Items from a dataset:

-*-*-

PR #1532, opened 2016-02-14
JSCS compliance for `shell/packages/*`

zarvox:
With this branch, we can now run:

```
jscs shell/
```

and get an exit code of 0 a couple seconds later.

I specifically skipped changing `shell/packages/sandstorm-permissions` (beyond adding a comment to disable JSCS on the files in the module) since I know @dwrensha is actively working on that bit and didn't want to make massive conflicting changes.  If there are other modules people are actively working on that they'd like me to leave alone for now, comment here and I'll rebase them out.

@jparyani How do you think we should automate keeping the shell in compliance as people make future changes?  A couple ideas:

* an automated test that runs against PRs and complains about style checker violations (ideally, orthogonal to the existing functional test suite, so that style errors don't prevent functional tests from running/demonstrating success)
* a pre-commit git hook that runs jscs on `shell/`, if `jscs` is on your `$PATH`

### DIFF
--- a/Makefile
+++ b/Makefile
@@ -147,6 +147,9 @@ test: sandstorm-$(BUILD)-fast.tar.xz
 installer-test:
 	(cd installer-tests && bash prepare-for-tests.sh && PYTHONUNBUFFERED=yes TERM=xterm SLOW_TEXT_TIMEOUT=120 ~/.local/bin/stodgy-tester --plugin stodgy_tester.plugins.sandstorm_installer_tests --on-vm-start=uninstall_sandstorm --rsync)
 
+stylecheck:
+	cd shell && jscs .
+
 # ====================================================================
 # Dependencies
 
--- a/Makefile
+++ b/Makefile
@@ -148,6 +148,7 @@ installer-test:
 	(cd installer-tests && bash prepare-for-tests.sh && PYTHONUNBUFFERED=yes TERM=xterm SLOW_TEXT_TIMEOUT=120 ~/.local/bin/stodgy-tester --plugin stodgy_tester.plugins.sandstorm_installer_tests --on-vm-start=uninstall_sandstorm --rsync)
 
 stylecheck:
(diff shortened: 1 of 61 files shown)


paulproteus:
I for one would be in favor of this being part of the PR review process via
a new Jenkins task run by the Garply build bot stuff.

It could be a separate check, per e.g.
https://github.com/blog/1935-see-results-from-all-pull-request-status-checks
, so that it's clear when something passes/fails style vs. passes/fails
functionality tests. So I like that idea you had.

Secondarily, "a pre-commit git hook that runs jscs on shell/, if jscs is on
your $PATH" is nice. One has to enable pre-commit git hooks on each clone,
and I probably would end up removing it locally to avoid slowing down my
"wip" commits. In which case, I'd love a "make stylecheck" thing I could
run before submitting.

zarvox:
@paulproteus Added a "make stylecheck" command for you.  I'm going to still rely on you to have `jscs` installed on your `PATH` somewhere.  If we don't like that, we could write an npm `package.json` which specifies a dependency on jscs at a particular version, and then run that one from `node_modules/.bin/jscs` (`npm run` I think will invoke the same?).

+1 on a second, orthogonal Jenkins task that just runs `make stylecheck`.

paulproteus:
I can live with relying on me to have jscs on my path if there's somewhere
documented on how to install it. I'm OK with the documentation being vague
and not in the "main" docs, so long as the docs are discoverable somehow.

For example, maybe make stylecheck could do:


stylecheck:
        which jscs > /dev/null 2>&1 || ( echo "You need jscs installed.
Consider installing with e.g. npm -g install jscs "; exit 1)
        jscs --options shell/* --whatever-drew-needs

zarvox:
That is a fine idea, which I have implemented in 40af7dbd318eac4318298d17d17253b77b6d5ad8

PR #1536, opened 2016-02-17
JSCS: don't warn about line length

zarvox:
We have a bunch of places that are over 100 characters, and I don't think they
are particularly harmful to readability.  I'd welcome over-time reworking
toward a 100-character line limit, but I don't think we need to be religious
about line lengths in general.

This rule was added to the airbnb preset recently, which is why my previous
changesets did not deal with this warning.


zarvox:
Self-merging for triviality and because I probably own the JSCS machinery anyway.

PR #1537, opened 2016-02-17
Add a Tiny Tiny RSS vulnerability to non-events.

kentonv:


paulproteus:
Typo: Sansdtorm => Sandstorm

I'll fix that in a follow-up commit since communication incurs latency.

-*-*-

TASK BRIEF: Print the entries once more, character for character.

ANSWER BELOW:
PR #1532, opened 2016-02-14
JSCS compliance for `shell/packages/*`

zarvox:
With this branch, we can now run:

```
jscs shell/
```

and get an exit code of 0 a couple seconds later.

I specifically skipped changing `shell/packages/sandstorm-permissions` (beyond adding a comment to disable JSCS on the files in the module) since I know @dwrensha is actively working on that bit and didn't want to make massive conflicting changes.  If there are other modules people are actively working on that they'd like me to leave alone for now, comment here and I'll rebase them out.

@jparyani How do you think we should automate keeping the shell in compliance as people make future changes?  A couple ideas:

* an automated test that runs against PRs and complains about style checker violations (ideally, orthogonal to the existing functional test suite, so that style errors don't prevent functional tests from running/demonstrating success)
* a pre-commit git hook that runs jscs on `shell/`, if `jscs` is on your `$PATH`

### DIFF
--- a/Makefile
+++ b/Makefile
@@ -147,6 +147,9 @@ test: sandstorm-$(BUILD)-fast.tar.xz
 installer-test:
 	(cd installer-tests && bash prepare-for-tests.sh && PYTHONUNBUFFERED=yes TERM=xterm SLOW_TEXT_TIMEOUT=120 ~/.local/bin/stodgy-tester --plugin stodgy_tester.plugins.sandstorm_installer_tests --on-vm-start=uninstall_sandstorm --rsync)
 
+stylecheck:
+	cd shell && jscs .
+
 # ====================================================================
 # Dependencies
 
--- a/Makefile
+++ b/Makefile
@@ -148,6 +148,7 @@ installer-test:
 	(cd installer-tests && bash prepare-for-tests.sh && PYTHONUNBUFFERED=yes TERM=xterm SLOW_TEXT_TIMEOUT=120 ~/.local/bin/stodgy-tester --plugin stodgy_tester.plugins.sandstorm_installer_tests --on-vm-start=uninstall_sandstorm --rsync)
 
 stylecheck:
(diff shortened: 1 of 61 files shown)


paulproteus:
I for one would be in favor of this being part of the PR review process via
a new Jenkins task run by the Garply build bot stuff.

It could be a separate check, per e.g.
https://github.com/blog/1935-see-results-from-all-pull-request-status-checks
, so that it's clear when something passes/fails style vs. passes/fails
functionality tests. So I like that idea you had.

Secondarily, "a pre-commit git hook that runs jscs on shell/, if jscs is on
your $PATH" is nice. One has to enable pre-commit git hooks on each clone,
and I probably would end up removing it locally to avoid slowing down my
"wip" commits. In which case, I'd love a "make stylecheck" thing I could
run before submitting.

zarvox:
@paulproteus Added a "make stylecheck" command for you.  I'm going to still rely on you to have `jscs` installed on your `PATH` somewhere.  If we don't like that, we could write an npm `package.json` which specifies a dependency on jscs at a particular version, and then run that one from `node_modules/.bin/jscs` (`npm run` I think will invoke the same?).

+1 on a second, orthogonal Jenkins task that just runs `make stylecheck`.

paulproteus:
I can live with relying on me to have jscs on my path if there's somewhere
documented on how to install it. I'm OK with the documentation being vague
and not in the "main" docs, so long as the docs are discoverable somehow.

For example, maybe make stylecheck could do:


stylecheck:
        which jscs > /dev/null 2>&1 || ( echo "You need jscs installed.
Consider installing with e.g. npm -g install jscs "; exit 1)
        jscs --options shell/* --whatever-drew-needs

zarvox:
That is a fine idea, which I have implemented in 40af7dbd318eac4318298d17d17253b77b6d5ad8

PR #1536, opened 2016-02-17
JSCS: don't warn about line length

zarvox:
We have a bunch of places that are over 100 characters, and I don't think they
are particularly harmful to readability.  I'd welcome over-time reworking
toward a 100-character line limit, but I don't think we need to be religious
about line lengths in general.

This rule was added to the airbnb preset recently, which is why my previous
changesets did not deal with this warning.


zarvox:
Self-merging for triviality and because I probably own the JSCS machinery anyway.

PR #1537, opened 2016-02-17
Add a Tiny Tiny RSS vulnerability to non-events.

kentonv:


paulproteus:
Typo: Sansdtorm => Sandstorm

I'll fix that in a follow-up commit since communication incurs latency.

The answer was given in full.